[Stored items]
=== Section Start ===
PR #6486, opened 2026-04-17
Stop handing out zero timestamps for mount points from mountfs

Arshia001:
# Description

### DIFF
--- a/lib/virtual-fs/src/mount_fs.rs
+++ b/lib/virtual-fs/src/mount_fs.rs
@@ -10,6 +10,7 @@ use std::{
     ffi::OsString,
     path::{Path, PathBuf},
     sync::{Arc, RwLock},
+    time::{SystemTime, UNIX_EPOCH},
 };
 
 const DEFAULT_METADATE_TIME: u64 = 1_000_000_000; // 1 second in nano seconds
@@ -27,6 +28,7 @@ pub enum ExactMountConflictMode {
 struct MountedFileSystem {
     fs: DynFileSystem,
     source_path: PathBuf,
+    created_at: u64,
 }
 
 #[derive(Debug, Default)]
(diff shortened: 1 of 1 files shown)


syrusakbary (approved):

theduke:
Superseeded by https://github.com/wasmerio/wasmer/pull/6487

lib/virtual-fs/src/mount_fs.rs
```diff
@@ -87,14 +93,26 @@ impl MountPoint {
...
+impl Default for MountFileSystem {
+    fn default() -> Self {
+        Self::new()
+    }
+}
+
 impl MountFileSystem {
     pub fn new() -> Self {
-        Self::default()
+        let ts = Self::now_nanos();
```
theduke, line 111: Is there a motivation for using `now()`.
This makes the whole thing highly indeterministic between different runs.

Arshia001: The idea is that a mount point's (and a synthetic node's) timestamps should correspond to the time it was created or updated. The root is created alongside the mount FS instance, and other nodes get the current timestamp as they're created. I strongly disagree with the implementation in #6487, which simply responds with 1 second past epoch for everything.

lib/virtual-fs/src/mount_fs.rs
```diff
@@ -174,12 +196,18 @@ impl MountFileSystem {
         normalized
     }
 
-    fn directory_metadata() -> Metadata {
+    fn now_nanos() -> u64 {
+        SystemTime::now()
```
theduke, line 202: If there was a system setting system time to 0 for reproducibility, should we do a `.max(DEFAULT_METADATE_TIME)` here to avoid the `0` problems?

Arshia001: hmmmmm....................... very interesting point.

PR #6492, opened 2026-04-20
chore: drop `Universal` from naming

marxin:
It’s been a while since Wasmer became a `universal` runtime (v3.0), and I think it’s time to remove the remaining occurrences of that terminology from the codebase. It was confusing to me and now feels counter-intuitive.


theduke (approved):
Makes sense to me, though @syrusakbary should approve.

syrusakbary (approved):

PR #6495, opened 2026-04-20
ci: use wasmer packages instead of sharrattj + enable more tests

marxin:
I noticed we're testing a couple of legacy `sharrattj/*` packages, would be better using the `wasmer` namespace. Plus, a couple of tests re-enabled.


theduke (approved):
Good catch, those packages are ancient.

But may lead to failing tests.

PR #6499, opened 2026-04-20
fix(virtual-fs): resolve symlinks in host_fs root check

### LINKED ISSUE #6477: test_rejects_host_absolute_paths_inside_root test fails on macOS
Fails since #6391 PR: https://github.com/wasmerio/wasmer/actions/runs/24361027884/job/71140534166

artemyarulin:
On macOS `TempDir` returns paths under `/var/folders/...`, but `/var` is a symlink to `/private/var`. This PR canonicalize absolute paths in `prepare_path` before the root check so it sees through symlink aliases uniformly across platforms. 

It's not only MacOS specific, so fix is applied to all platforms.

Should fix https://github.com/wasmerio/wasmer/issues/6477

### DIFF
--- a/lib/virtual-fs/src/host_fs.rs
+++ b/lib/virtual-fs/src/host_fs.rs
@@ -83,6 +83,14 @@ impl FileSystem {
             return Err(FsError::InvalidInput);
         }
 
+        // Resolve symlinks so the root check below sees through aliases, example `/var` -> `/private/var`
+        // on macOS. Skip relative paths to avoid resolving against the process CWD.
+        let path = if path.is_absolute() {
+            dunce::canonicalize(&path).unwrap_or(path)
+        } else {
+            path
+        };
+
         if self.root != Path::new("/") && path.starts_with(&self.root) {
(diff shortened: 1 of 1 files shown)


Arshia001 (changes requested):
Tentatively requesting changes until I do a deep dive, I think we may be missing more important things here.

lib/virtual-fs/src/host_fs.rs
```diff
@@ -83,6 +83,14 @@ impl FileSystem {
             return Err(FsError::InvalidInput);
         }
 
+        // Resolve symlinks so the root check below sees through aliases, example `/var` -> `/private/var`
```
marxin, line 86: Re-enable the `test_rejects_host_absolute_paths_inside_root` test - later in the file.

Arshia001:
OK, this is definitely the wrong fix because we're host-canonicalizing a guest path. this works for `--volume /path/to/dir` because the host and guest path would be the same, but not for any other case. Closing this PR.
=== Section End ===
WORK REQUEST ::
The lines to extract from the data above begin with the line containing "Arshia001: hmmmmm....................... very" and end with the line containing "uniformly across platforms.". Extract them exactly, including both.

EXERCISE RESPONSE ::
Arshia001: hmmmmm....................... very interesting point.

PR #6492, opened 2026-04-20
chore: drop `Universal` from naming

marxin:
It’s been a while since Wasmer became a `universal` runtime (v3.0), and I think it’s time to remove the remaining occurrences of that terminology from the codebase. It was confusing to me and now feels counter-intuitive.


theduke (approved):
Makes sense to me, though @syrusakbary should approve.

syrusakbary (approved):

PR #6495, opened 2026-04-20
ci: use wasmer packages instead of sharrattj + enable more tests

marxin:
I noticed we're testing a couple of legacy `sharrattj/*` packages, would be better using the `wasmer` namespace. Plus, a couple of tests re-enabled.


theduke (approved):
Good catch, those packages are ancient.

But may lead to failing tests.

PR #6499, opened 2026-04-20
fix(virtual-fs): resolve symlinks in host_fs root check

### LINKED ISSUE #6477: test_rejects_host_absolute_paths_inside_root test fails on macOS
Fails since #6391 PR: https://github.com/wasmerio/wasmer/actions/runs/24361027884/job/71140534166

artemyarulin:
On macOS `TempDir` returns paths under `/var/folders/...`, but `/var` is a symlink to `/private/var`. This PR canonicalize absolute paths in `prepare_path` before the root check so it sees through symlink aliases uniformly across platforms. 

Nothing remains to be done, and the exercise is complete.